# Material shown
════════════════════

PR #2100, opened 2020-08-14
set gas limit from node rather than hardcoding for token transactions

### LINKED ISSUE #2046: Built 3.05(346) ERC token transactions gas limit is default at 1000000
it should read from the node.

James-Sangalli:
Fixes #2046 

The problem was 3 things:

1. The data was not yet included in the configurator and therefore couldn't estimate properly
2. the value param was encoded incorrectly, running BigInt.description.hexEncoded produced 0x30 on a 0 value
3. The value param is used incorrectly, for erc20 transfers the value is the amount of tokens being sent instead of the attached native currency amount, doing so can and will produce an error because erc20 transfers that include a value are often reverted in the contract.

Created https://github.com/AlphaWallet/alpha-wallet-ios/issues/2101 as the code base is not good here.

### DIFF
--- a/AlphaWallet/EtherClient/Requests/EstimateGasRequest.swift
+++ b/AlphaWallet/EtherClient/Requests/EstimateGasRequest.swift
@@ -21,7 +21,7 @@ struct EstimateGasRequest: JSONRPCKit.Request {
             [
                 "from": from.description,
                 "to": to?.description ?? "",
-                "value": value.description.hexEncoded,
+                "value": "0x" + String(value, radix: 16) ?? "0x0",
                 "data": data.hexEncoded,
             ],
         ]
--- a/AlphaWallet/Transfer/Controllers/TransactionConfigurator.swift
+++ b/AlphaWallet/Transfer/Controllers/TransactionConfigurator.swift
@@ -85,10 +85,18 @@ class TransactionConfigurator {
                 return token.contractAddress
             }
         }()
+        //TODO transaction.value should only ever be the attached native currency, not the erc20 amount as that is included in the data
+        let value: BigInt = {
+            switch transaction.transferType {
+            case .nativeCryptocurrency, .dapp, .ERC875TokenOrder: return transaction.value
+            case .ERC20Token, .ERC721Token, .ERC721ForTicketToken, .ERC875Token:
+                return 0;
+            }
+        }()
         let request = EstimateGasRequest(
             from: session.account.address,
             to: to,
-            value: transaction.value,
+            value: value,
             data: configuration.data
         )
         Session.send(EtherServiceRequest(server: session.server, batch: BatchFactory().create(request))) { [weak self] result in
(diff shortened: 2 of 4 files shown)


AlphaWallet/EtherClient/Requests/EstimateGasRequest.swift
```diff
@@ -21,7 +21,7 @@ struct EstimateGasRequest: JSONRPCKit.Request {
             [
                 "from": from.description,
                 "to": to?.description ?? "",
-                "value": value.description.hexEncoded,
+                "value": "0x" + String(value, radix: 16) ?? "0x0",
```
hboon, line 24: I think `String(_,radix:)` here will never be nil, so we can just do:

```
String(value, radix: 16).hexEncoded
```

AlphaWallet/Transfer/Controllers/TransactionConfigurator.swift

════════════════════

# Exercise requirements
Find the lines in the material above that include the string "hexEncoded", and state how many there are without any other text.

# Answer to the problem
5